Miami Herald - Sunday, August 25, 2002
Daniela Lamas, dlamas@herald.com
It was like a day at the spa for the women, whose bodies need more attention than most. They were all HIV-positive.
"It's all about these women, for once. We create a sacred place," said Sheri Kaplan, executive director of the Center for Positive Connections, the Miami-based organization that put together the event. "We have women from all walks of life -- some come from treatment centers, others are Ph.Ds."
NEWEST ADVANCES
The fourth annual Women's HIV/AIDS Conference, held Saturday, brought 70 women to the Renaissance Hotel at 1601 Biscayne Blvd., where they learned about the newest advances in drugs to battle AIDS and experimented with complimentary alternative therapy.
They left with goodie bags filled with mascara, lip liner, material on HIV testing and condoms.
At the health fair after the lectures, Stephanie Symonette and Pamela Lewis waited for the makeover artist after their massages.
Lewis is a peer counselor who runs a class at Jackson Memorial Hospital, where she met Symonette, who refers to Lewis as her "mentor.".
"This is my other life," Lewis said. "I'm a mother, and I'm a wife, but here I can take care of the other part of me, being a woman living with the virus."
Symonette said the luxuries offered at the health fair, like acupuncture or Reiki, a healing technique involving hand movements, keep her better informed about ways for her to stay healthy.
"We're not dying with the disease, we're living with it now," said Symonette, who has been HIV-positive for 10 years. "We've got to take care of ourselves."
TO LOCAL CLINIC
Winnie, a Liberty City resident who declined to give her last name, said she takes the information she learns at the lectures and the health fair and takes it back to her local clinic.

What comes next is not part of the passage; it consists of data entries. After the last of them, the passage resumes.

PR #998, opened 2026-07-22
feat(ISV-7431): redact potential leaks in logs

BorekZnovustvoritel:
### Merge Request Checklists

    - [ ] Linting
    - [ ] Code formatter - Black
    - [ ] Security scanners
    - [ ] Unit tests
    - [ ] Integration tests

# Testing of this
Deployed integration tests with dummy "leaks" from local host. Results:
* Latest version (after resolving Quodo comments: https://github.com/redhat-openshift-ecosystem/operator-pipelines-test/pull/3821), check the [published gist with log file](https://gist.github.com/rh-operator-bundle-bot/64568e9115d0fc2a602bfff8f1a42361#file-operator-hosted-pipeline-runx69tr-log-L5).
* Testing of dummy leak in static test results: https://github.com/redhat-openshift-ecosystem/operator-pipelines-test/pull/3820#issuecomment-5055850921

No actual secret was leaked, the "token" is 3 consecutive `{"hello": "world"}` encoded JSONs joined with dots.

## Shortcomings
As you can see, the redaction string is shifted by 1 byte. I have [reported this issue to upstrem](https://github.com/leaktk/leaktk/issues/280).

I also have an almost-finished version of my own redaction wrapper based on the report from `leaktk scan`, which I can update to handle this one-byte shift if necessary (but the whole wrapper is around 400 LoC and 500 lines of test code). I have this code because the `leaktk redact` command didn't exist when I started working on this PR.

The data uploaded to Pyxis is not modified in any way.

### DIFF
--- a/operatorcert/redact.py
+++ b/operatorcert/redact.py
@@ -7,9 +7,9 @@ and then redacts.
 """
 
 import logging
+import subprocess
 import tempfile
 from pathlib import Path
-from subprocess import Popen, PIPE
 import json
 
 from pydantic import BaseModel
@@ -47,16 +47,19 @@ def scan(*input_paths: Path) -> list[ResultSetModel]:
     Returns:
         Parsed scan results.
     """
-    results = []
-    for input_path in input_paths:
-        with Popen(
-            ["leaktk", "scan", "--kind", "Files", str(input_path.absolute())],
-            stdout=PIPE,
-        ) as scan_proc:
-            result_bytes = scan_proc.stdout.read()  # type: ignore[union-attr]
-        loaded_dict = json.loads(result_bytes)
-        results.append(ResultSetModel.model_validate(loaded_dict))
-    return results
+    requests = "".join(
+        json.dumps(
+            {"id": str(i), "kind": "Files", "resource": str(input_path.absolute())}
+        )
+        + "\n"
+        for i, input_path in enumerate(input_paths)
+    )
+    results_jsonl = subprocess.check_output(
+        ["leaktk", "listen"], input=requests, text=True
+    )
+    return list(
+        map(ResultSetModel.model_validate, map(json.loads, results_jsonl.splitlines()))
+    )
 
 
 def _redact(
@@ -78,20 +81,20 @@ def _redact(
             delete=False
         )
         with open(input_path, "rb") as input_file:
-            with Popen(
+            redact_proc = subprocess.run(
                 ["leaktk", "redact", "--kind", "Stdio"],
                 stdin=input_file,
                 stdout=tmp_file.file,
-                stderr=PIPE,
-            ) as redact_proc:
-                redact_proc.wait()
-                if redact_proc.returncode != 0:
-                    raise RuntimeError(
-                        f"Redact failed with return code: "
-                        f"{redact_proc.returncode}. STDERR: "
-                        f"{redact_proc.stderr.read().decode('utf-8')}"  # type: ignore[union-attr]
-                    )
-                file_mapping[input_path.absolute()] = Path(tmp_file.name).absolute()
+                stderr=subprocess.PIPE,
+                check=False,
+            )
+            if redact_proc.returncode != 0:
+                raise RuntimeError(
+                    f"Redact failed with return code: "
+                    f"{redact_proc.returncode}. STDERR: "
+                    f"{redact_proc.stderr.decode('utf-8')}"
+                )
+            file_mapping[input_path.absolute()] = Path(tmp_file.name).absolute()
         tmp_file.close()
     return file_mapping
 
--- a/operatorcert/redact.py
+++ b/operatorcert/redact.py
@@ -1,0 +1,132 @@
+"""
+Module for redacting leaked information from output.
+Uses LeakTK: https://github.com/leaktk/leaktk
+
+Parses LeakTK output, concatenates its results so no overlaps exist
+and then redacts.
+"""
+
+import logging
+import tempfile
+from pathlib import Path
+from subprocess import Popen, PIPE
+import json
+
+from pydantic import BaseModel
+
+LOGGER = logging.getLogger("operator-cert")
+
+
+class RedactLocation(BaseModel):
+    """
+    Class for tracking information about a chunk of data in files.
+    """
+
+    path: Path
+
+
+class ResultModel(BaseModel):
+    """
+    Model for parsing a single result from scanning.
+    """
+
+    location: RedactLocation
+
+
+class ResultSetModel(BaseModel):
+    """
+    Model for parsing all results from scanning.
+    """
+
+    results: list[ResultModel]
+
+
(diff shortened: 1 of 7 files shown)


tests/test_redact.py
```diff
@@ -0,0 +1,104 @@
...
+
+
+def _scan_result_bytes(path: str) -> bytes:
+    return json.dumps({"results": [{"location": {"path": path}}]}).encode()
+
+
+def _make_popen_side_effect(
+    scan_result: bytes,
+    redact_returncode: int = 0,
+) -> Any:
```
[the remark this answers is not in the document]
BorekZnovustvoritel: I mean yeah, but this is just a side_effect function. Using broad type on this does not have so dire consequences.

operatorcert/redact.py
```diff
@@ -0,0 +1,129 @@
...
+            ) as redact_proc:
+                redact_proc.wait()
+                if redact_proc.returncode != 0:
+                    raise RuntimeError(
+                        f"Redact failed with return code: "
+                        f"{redact_proc.returncode}. STDERR: "
+                        f"{redact_proc.stderr.read().decode('utf-8')}"  # type: ignore[union-attr]
+                    )
+                file_mapping[input_path.absolute()] = Path(tmp_file.name).absolute()
+    return file_mapping
```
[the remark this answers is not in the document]
BorekZnovustvoritel: The file has to survive outside off the scope of this function. Updated the docstring to specify that a tempfile is created and added a cleanup to the gist creating function, where this is called at the moment.

operatorcert/redact.py
```diff
@@ -0,0 +1,132 @@
...
+def scan(*input_paths: Path) -> list[ResultSetModel]:
+    """
+    Scan all input paths and return a list of the results.
+    Returns:
+        Parsed scan results.
+    """
+    results = []
+    for input_path in input_paths:
+        with Popen(
+            ["leaktk", "scan", "--kind", "Files", str(input_path.absolute())],
```
mpapadopoullos: It would take me a while to review how the whole task works; so I could really use your knowledge to speed things up.

Could the value of input_path ever be manipulated? (e.g: somehow a file `test;whoami` reach the `Popen` call?

BorekZnovustvoritel: This is at this point called only for Gist creation. The gist file names are sourced either from pipelineRun name (generated by tekton) or hard-set to a value in the pipeline configuration.

On top of this, this uses Popen without `shell=True`, so `test;whoami` should stay as a string and `whoami` would not get executed. Tried on this example:

```python
>>> import subprocess
>>> a=subprocess.Popen(["echo", "foo; whoami"])
foo; whoami
```

mpapadopoullos: true!

mantomas (approved):
Is there any test pipeline where it actually ran against some secret or it is only unit-tested?
LGTM - the logic seems correct to me.

johnbe11 (approved):

operatorcert/redact.py
```diff
@@ -0,0 +1,132 @@
...
+            stdout=PIPE,
+        ) as scan_proc:
+            result_bytes = scan_proc.stdout.read()  # type: ignore[union-attr]
+        loaded_dict = json.loads(result_bytes)
+        results.append(ResultSetModel.model_validate(loaded_dict))
+    return results
```
bplaxco: Aside: If you want to do a bulk scan:

```python
requests = "".join(
    json.dumps({"id": str(i), "kind": "Files", "resource": input_path}) + "\n"
    for i, input_path in enumerate(input_paths)
)

with subprocess.Popen(
    ["leaktk", "listen"],
    text=True,
    stdin=subprocess.PIPE,
    stdout=subprocess.PIPE,
) as p:
    p.stdin.write(requests)
    p.stdin.close()
    results = list(map(ResultSetModel.model_validate, map(json.loads, p.stdout)))
```

Or if using check_output:

```python
requests = "".join(
    json.dumps({"id": str(i), "kind": "Files", "resource": input_path}) + "\n"
    for i, input_path in enumerate(input_paths)
)
results_jsonl = subprocess.check_output(["leaktk", "listen"], input=requests, text=True)
results = list(
    map(ResultSetModel.model_validate, map(json.loads, results_jsonl.splitlines()))
)

```

operatorcert/redact.py
```diff
@@ -0,0 +1,132 @@
...
+                stdout=tmp_file.file,
+                stderr=PIPE,
+            ) as redact_proc:
+                redact_proc.wait()
+                if redact_proc.returncode != 0:
+                    raise RuntimeError(
+                        f"Redact failed with return code: "
+                        f"{redact_proc.returncode}. STDERR: "
+                        f"{redact_proc.stderr.read().decode('utf-8')}"  # type: ignore[union-attr]
+                    )
```
bplaxco: Would subprocess.run be cleaner here?


```suggestion
            redact_proc = subprocess.run(
                ["leaktk", "redact", "--kind", "Stdio"],
                stdin=input_file,
                stdout=tmp_file.file,
                stderr=PIPE,
            )
            if redact_proc.returncode != 0:
                raise RuntimeError(
                    f"Redact failed with return code: "
                    f"{redact_proc.returncode}. STDERR: "
                    f"{redact_proc.stderr.decode('utf-8')}"  # type: ignore[union-attr]
                )
```

operatorcert/redact.py
```diff
@@ -0,0 +1,132 @@
...
+            ["leaktk", "scan", "--kind", "Files", str(input_path.absolute())],
+            stdout=PIPE,
+        ) as scan_proc:
+            result_bytes = scan_proc.stdout.read()  # type: ignore[union-attr]
+        loaded_dict = json.loads(result_bytes)
+        results.append(ResultSetModel.model_validate(loaded_dict))
+    return results
+
+
+def _redact(
```
bplaxco, line 65: When we add `--kind Files` for the redact command in LeakTK, will you want/need a flag that backs up the original file?

I'm thinking the default will be redact in place effectively so that there's less of a risk of the file being accidentally added during uploads and such. But I'm thinking something like `--backup-dir` and if it's set it'll move the original file there and put the redacted file where the original was.

Thoughts?

bplaxco (commented):
Redaction bits look good. Added some comments as potential tweaks to how some sub processes are ran but those are more nitpicks and optional changes.

Also looking forward to getting `leaktk redact --kind Files` out. If you have any requirements or requests for that one, please add them to: https://github.com/leaktk/leaktk/issues/78

operatorcert/redact.py
BorekZnovustvoritel: Some of the files are mounted in read-only state in the pipeline, so some of the files can't be overwritten. I would like an optional flag that would create redacted copies in the specified location.

Also I would like to have some output with "leaks found in files", preferably in JSON output, so that it can be used for alerting and finding the redacted files easily, if possible.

On Saturday, one lecture by a University of Miami researcher urged the women to maintain their spirituality and establish a comfortable relationship with their doctors. Another detailed the gynecological issues faced by women with living with HIV, the AIDS virus that causes AIDS.
"A lot of our clinics don't offer all of this or talk about the new medicines," said Winnie, who tried acupuncture for the first time at last year's event. While she was a little frightened at first, she said, she felt relaxed afterward.
"When we come out here, we know we're not alone. I love it," she said.
SUPPORTIVE PLACE
That's the purpose of the Center for Positive Connections, Kaplan said. She opened the center seven years ago after she was diagnosed with HIV and felt there wasn't a supportive place for heterosexual people who are HIV-positive to turn.
About 20,000 women and 45,000 men in Florida are living with HIV or AIDS, according to the U.S. Centers for Disease Control and Prevention. Miami has the highest rate of new AIDS cases of any metropolitan area in the nation, with Fort Lauderdale third and West Palm Beach fourth, according to the CDC.
Positive Connections, which offers free services that include chiropractic adjustment and workshops on mental health, has expanded to include a support group for gay men and will soon offer a bisexual group, said Lin Novick, the center's director of operations.
A center has opened in New York, and Kaplan said she is planning to start one in California.
Her goal, she said, is to have a Center for Positive Connections in every major city.